▸ **PROBLEM**
Extract, from the records beneath this instruction, each line that contains the word "idea".

Records from a data collection
▬▬▬▬▬▬▬▬▬▬

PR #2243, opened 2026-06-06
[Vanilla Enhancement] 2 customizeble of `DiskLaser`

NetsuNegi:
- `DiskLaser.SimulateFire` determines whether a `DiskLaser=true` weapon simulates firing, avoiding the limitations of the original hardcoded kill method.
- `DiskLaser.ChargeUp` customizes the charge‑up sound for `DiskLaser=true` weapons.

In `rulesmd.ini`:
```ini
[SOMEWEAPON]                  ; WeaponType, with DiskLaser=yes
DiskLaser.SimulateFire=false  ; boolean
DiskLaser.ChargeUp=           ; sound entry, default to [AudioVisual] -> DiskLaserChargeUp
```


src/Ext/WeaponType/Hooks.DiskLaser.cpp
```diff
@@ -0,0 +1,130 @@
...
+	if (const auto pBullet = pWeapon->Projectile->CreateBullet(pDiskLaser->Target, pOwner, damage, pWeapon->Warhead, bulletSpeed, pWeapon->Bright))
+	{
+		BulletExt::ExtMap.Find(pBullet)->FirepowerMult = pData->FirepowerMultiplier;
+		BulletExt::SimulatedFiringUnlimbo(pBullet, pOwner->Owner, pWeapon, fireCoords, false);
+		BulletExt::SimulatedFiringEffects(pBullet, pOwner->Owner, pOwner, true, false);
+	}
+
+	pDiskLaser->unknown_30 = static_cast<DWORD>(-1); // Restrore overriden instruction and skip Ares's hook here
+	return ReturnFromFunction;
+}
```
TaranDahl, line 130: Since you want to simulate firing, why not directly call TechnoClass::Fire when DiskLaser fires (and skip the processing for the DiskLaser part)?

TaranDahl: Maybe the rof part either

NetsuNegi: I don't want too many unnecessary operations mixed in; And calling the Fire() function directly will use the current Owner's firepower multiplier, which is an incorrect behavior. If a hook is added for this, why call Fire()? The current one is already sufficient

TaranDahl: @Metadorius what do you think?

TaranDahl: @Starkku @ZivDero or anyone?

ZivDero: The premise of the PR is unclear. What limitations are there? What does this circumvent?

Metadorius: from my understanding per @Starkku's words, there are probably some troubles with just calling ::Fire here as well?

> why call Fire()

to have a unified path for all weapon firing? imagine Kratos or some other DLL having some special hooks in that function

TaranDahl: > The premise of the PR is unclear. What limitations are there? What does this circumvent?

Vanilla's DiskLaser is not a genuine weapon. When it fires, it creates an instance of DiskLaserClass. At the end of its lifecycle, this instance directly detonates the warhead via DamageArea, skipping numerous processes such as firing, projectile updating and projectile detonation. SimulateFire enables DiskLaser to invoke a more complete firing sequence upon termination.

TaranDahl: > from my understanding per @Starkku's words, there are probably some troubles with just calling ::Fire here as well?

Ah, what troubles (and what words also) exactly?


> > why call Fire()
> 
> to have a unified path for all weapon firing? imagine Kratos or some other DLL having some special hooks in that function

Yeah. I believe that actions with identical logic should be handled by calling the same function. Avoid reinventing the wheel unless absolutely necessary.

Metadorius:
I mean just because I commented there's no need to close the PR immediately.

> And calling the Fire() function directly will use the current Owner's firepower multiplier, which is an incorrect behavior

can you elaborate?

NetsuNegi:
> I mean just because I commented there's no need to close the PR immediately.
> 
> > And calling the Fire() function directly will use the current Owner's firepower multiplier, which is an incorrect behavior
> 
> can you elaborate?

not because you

▬▬▬▬▬▬▬▬▬▬

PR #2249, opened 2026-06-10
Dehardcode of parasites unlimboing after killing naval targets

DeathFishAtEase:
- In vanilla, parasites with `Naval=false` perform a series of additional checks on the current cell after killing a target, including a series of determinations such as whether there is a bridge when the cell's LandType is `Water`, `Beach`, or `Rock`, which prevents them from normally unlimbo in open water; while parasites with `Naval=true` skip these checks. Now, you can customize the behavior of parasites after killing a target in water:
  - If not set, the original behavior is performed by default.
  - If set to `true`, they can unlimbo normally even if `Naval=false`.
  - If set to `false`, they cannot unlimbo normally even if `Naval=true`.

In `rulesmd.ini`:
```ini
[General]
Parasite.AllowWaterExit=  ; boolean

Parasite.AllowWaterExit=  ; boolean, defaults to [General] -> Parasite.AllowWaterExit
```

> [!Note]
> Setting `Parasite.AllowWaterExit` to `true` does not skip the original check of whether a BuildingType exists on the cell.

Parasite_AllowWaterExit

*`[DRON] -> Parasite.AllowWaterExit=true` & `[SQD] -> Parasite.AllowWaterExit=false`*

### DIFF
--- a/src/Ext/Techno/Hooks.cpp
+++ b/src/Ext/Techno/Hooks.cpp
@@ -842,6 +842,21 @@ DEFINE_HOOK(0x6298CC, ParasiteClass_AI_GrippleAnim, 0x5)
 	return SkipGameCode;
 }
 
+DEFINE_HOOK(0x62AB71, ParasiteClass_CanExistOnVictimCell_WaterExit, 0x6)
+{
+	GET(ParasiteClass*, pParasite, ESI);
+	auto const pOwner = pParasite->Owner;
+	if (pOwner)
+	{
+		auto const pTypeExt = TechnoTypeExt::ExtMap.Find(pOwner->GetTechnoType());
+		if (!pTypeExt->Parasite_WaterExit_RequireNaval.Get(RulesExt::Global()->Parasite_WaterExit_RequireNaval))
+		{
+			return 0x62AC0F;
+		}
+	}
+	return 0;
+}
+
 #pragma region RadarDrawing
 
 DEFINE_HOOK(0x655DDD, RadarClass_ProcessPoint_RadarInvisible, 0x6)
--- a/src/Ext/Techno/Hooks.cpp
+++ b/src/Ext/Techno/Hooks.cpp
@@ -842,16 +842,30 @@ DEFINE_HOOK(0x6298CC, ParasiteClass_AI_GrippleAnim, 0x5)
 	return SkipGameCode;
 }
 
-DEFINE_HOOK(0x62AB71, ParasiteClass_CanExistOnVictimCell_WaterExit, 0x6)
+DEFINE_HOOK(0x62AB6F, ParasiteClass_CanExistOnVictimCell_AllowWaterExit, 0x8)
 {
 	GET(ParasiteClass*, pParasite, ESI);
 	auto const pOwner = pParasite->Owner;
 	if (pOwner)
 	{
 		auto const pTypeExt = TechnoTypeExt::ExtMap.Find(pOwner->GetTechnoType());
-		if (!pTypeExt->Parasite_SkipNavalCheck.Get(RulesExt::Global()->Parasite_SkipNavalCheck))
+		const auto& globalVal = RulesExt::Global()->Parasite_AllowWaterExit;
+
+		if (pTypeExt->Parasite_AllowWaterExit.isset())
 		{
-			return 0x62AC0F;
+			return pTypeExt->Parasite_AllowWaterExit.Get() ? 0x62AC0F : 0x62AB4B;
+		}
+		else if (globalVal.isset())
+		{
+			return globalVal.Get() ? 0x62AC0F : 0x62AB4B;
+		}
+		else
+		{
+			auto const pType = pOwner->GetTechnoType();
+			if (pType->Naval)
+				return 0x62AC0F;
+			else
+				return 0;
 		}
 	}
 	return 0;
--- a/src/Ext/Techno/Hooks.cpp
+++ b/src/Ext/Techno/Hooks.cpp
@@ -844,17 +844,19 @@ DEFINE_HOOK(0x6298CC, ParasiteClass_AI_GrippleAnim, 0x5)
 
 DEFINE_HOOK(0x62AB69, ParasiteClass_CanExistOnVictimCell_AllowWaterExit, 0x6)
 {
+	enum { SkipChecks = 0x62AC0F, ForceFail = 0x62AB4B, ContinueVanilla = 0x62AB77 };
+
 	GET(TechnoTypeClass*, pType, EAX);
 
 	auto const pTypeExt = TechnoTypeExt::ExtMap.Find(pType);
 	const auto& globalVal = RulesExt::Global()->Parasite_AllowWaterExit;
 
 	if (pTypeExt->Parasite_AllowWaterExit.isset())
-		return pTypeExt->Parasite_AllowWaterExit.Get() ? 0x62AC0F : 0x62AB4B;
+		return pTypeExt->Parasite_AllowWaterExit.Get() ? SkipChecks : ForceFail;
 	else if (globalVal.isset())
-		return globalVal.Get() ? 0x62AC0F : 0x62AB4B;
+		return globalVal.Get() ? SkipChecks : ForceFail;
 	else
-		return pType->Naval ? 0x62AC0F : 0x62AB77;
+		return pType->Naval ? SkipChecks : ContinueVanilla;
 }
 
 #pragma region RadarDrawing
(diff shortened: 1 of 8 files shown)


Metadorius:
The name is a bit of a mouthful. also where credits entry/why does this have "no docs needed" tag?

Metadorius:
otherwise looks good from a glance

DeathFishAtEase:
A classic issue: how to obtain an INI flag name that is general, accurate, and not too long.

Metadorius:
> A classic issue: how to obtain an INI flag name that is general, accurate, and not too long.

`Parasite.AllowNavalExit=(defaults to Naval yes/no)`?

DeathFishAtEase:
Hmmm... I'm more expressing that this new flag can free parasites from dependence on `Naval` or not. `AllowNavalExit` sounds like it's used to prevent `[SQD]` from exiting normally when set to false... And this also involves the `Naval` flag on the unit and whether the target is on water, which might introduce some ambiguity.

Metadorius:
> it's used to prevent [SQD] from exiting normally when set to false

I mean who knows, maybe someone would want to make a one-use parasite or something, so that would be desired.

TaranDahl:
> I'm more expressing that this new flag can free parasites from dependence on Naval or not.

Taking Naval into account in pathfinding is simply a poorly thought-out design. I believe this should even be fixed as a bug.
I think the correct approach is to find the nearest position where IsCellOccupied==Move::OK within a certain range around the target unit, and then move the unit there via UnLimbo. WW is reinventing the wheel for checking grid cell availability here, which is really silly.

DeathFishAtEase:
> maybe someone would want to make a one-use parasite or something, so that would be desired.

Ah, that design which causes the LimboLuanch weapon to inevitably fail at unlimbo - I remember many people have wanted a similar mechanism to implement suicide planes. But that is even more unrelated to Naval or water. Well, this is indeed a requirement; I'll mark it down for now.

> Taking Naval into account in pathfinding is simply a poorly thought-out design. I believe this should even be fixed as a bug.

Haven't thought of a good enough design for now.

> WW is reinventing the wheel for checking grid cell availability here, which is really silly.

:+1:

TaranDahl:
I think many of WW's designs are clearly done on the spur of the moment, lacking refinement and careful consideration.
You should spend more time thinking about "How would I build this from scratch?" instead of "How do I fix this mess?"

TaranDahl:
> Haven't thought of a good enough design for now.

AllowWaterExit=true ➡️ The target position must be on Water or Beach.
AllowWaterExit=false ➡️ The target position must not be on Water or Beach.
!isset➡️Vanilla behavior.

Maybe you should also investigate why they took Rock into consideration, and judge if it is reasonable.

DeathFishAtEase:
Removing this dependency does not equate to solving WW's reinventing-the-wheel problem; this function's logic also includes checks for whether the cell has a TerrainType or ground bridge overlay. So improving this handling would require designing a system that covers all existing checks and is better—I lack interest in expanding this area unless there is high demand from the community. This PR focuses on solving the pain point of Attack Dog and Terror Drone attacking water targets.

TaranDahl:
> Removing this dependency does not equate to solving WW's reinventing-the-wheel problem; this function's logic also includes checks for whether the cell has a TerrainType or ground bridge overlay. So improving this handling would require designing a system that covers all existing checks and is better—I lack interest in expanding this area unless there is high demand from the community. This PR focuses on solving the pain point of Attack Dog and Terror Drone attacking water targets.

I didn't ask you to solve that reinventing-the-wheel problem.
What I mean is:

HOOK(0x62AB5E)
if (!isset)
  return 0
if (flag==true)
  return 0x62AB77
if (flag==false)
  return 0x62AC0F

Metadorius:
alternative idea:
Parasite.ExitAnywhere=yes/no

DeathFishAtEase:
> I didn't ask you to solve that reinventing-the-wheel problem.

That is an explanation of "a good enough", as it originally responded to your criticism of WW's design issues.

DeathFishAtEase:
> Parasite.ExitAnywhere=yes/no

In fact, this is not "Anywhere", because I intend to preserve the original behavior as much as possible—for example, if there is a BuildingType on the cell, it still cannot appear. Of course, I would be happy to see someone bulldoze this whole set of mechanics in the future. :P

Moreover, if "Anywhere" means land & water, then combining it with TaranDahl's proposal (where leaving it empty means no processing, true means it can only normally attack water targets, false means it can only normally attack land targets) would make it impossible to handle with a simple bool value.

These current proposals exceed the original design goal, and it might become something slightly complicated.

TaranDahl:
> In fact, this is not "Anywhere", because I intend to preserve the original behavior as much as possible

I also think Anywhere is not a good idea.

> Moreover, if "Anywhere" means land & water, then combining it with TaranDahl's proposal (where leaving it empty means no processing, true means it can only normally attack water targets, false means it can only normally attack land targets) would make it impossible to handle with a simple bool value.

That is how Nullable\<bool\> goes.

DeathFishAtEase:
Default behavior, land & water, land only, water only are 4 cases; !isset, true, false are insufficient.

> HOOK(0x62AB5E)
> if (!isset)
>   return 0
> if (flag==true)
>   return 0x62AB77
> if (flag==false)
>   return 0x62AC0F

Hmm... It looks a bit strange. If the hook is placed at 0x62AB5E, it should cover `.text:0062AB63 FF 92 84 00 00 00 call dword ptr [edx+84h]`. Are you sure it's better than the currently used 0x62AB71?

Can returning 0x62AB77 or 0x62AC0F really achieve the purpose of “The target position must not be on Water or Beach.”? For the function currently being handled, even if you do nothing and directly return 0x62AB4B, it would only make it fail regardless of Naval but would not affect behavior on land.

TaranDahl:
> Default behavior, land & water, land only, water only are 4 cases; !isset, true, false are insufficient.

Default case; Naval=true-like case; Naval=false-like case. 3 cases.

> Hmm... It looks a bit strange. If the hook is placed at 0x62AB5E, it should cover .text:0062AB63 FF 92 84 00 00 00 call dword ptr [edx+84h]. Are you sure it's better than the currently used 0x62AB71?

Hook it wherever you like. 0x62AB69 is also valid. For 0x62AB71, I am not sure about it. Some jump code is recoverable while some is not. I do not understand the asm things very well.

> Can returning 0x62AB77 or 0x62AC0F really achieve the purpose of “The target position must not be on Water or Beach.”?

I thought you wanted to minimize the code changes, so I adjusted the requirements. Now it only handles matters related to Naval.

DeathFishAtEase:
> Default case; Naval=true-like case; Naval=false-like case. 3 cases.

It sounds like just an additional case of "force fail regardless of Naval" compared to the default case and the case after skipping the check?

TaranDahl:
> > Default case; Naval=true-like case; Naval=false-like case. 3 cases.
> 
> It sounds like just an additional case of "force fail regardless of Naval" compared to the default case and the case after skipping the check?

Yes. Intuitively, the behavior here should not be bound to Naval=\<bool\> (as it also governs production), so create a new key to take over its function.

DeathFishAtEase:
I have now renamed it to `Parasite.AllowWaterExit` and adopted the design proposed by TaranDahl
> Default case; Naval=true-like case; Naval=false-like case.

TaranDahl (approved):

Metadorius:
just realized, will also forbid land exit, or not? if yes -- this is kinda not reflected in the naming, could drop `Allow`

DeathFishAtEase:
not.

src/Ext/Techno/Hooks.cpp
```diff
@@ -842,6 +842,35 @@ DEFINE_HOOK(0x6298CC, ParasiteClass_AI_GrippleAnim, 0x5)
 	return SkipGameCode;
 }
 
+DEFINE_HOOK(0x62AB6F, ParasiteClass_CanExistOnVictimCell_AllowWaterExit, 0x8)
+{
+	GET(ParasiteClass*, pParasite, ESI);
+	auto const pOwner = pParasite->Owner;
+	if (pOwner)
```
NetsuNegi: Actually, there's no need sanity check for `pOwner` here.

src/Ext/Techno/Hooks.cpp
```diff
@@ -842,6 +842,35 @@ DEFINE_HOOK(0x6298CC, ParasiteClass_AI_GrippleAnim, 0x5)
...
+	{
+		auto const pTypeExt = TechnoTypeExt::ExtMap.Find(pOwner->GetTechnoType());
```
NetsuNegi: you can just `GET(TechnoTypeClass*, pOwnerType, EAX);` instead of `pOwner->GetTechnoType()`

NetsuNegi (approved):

▬▬▬▬▬▬▬▬▬▬

▸ **COMPLETED EXERCISE**
alternative idea:
I also think Anywhere is not a good idea.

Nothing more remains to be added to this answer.